Fourth World Revivals
Perhaps the most dramatic and effective cultural revivals have been those of "Fourth World" populations, defined as indigenous peoples who hold the status of political and/or numerical minorities within the nation-states that encompass their ancestral territories. These groups include North American Indians, New Zealand Maori, Australian Aboriginal, Norwegian Sami, and many others. In these contexts, cultural revival appears as a logical response to histories of state-supported genocide, assimilation, and the disruption or prohibition of cultural practices. Where such state strategies attempted, usually deliberately, to erode ethnic allegiances that opposed state hegemony, cultural revival seeks to reconstruct these communities and networks as the first step in resistance to domination. It thus indirectly addresses the conditions of socioeconomic deprivation, prejudice, and lack of opportunity that have for these groups been the corollaries of colonization, by validating cultural identities devalued by dominant or colonial culture, and providing the basis for collective pride, unity, and action. The long-term sustainability of such initiatives, however, is frequently determined by existing institutional and governance structures, both within and outside the community in question.
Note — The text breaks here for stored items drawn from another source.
PR #448, opened 2025-02-26
Add Set-Cookie parsing

karlseguin:
This code isn't hooked into anything. It's only a Set-Cookie response header parser (which includes a DateTime parser).

Next step:
1. Save them in the browser
2. When sending a request, figure out which cookies should be sent
3. Include them in the request

I added a testing.zig. I needed a function to assert an integer was within a delta:

```zig
test "DateTime: now" {
    const dt = DateTime.now();
    try testing.expectDelta(std.time.microTimestamp(), dt.micros, 1000);
}
```

`std.testing` only has this for floats. 

It also expands `expectEqual` to work against strings. I think is nice on its own, but it's particularly useful when testing against an anytype.

```zig
fn expectCookieAttributes(attributes: anytype, actual: Cookie) !void {
   inline for (@typeInfo(@TypeOf(attributes)).Struct.fields) |field| {
      testing.expectEqual(@field(anytype, field.name), @field(actual, field.name))
   }
}
```

This doesn't work with `std.expectEqual` if any of the values are strings.

### DIFF
--- a/src/storage/cookie.zig
+++ b/src/storage/cookie.zig
@@ -57,7 +57,7 @@ pub const Jar = struct {
         request_time: i64,
         origin_uri: ?Uri,
         target_uri: Uri,
-        navitation: bool,
+        navigation: bool,
     ) !CookieList {
         const target_path = target_uri.path.percent_encoded;
         const target_host = (target_uri.host orelse return error.InvalidURI).percent_encoded;
@@ -93,7 +93,7 @@ pub const Jar = struct {
                 // and cookie.same_site == .lax
                 switch (cookie.same_site) {
                     .strict => continue,
-                    .lax => if (navitation == false) continue,
+                    .lax => if (navigation == false) continue,
                     .none => {},
                 }
             }
@@ -101,14 +101,17 @@ pub const Jar = struct {
             {
                 const domain = cookie.domain;
                 if (domain[0] == '.') {
-                    // when explicitly set, the domain
-                    //  1 - always starts with a .
-                    //  2 - always is a suffix match (or examlpe)
+                    // When a Set-Cookie header has a Domain attribute
+                    // Then we will _always_ prefix it with a dot, extending its
+                    // availability to all subdomains (yes, setting the Domain
+                    // attributes EXPANDS the domains which the cookie will be
+                    // sent to, to always include all subdomains).
                     if (std.mem.eql(u8, target_host, domain[1..]) == false and std.mem.endsWith(u8, target_host, domain) == false) {
                         continue;
                     }
                 } else if (std.mem.eql(u8, target_host, domain) == false) {
-                    // when Domain=XYX isn't specified, it's an exact match only
+                    // When the Domain attribute isn't specific, then the cookie
+                    // is only sent on an exact match.
                     continue;
                 }
             }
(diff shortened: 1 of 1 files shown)


src/storage/cookie.zig
```diff
@@ -0,0 +1,922 @@
...
+        }
+    }
+
+    pub fn forRequest(
+        self: *Jar,
+        allocator: Allocator,
+        request_time: i64,
+        origin_uri: ?Uri,
+        target_uri: Uri,
+        navitation: bool,
```
krichprollsch: shouldn't be `navigation`? :thinking:

src/storage/cookie.zig
```diff
@@ -0,0 +1,922 @@
...
+                    .none => {},
+                }
+            }
+
+            {
+                const domain = cookie.domain;
+                if (domain[0] == '.') {
+                    // when explicitly set, the domain
+                    //  1 - always starts with a .
+                    //  2 - always is a suffix match (or examlpe)
```
krichprollsch:
```suggestion
                    //  2 - always is a suffix match (or example)
```

krichprollsch: I had trouble to understand the comment (and the code block)
Can you specify it's the parser which alwways add a leading dot for the domain set by the cookie?
And w/o leading dot, it's a cookie w/o domain.

src/storage/cookie.zig
```diff
@@ -0,0 +1,922 @@
...
+
+        var arena = ArenaAllocator.init(allocator);
+        errdefer arena.deinit();
+        const aa = arena.allocator();
+        const owned_name = try aa.dupe(u8, cookie_name);
+        const owned_value = try aa.dupe(u8, cookie_value);
+        const owned_path = if (path) |p|
+            try aa.dupe(u8, p)
+        else
+            try defaultPath(aa, uri.path.percent_encoded);
```
krichprollsch, line 338: `defaultPath` don't always return an allocated value. is it a problem?

src/storage/cookie.zig
```diff
@@ -0,0 +1,922 @@
...
+                } else if (std.mem.eql(u8, target_host, domain) == false) {
+                    // when Domain=XYX isn't specified, it's an exact match only
+                    continue;
+                }
+            }
+
+            {
+                const path = cookie.path;
+                if (path[path.len - 1] == '/') {
+                    // If our cookie path is doc/
```
krichprollsch: You mean `/doc/`? The parser ensure the path starts with a `/` isn't it?

src/storage/cookie.zig
karlseguin: i cleared up the comment, but yes, _we_ add the leading dot when reading the cookie. Setting `domain=lightpanda.io` in the cookie response EXPANDS the domains that the cookie will be sent to to include all submdomains. Counter-intuitive, but _not_ include the domain attribute is more restrictive.

src/storage/cookie.zig
karlseguin: Nope, the beauty of arena.

I hate that sometimes you feel like you need to dupe a string literal just to be able to safely call `free` on it when it isn't a string literal. Arena solves this.

src/storage/cookie.zig
karlseguin: Cleaned up the comment

krichprollsch (approved):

An example of a successful Fourth World cultural revival is the case of New Zealand Maori. After the devastating losses of a century and a half of colonization, cultural assimilation, and urbanization, a "Maori renaissance," beginning in the 1970s, was centered around the fight for rights to land illegally taken during colonization and was inspired by independence movements in still-colonized territories and civil rights struggles in the United States. Early goals of this revival were the promotion of Maori language learning (spoken by less than one percentage point of the population in the 1970s) and the rehabilitation of knowledge of Maoritanga (Maori culture, custom, and identity), particularly among the youth of the community. In both of these matters, the Maori revival has been extremely effective, fostering Maori language use throughout the population and training a whole generation of Maori political leaders whose primary commitments are to their ethnic community and who understand themselves as acting in consonance with Maori priorities and customary protocol. Aided by the resilience and strength of tribal networks that survived the ravages of colonization, the united front presented by early protests forced a reconsideration of land-rights policy by the state, and subsequent restitution processes have led to the recognition of Maori cultural considerations as an integral element in national governance. While claims to authenticity were strategically important in legitimating the revival during its early stages, primordial arguments have given way with the securing of state recognition to a broad understanding that Maori culture is a living, inventive, and syncretic set of practices that provides a flexible basis for collective identity and action in changing conditions.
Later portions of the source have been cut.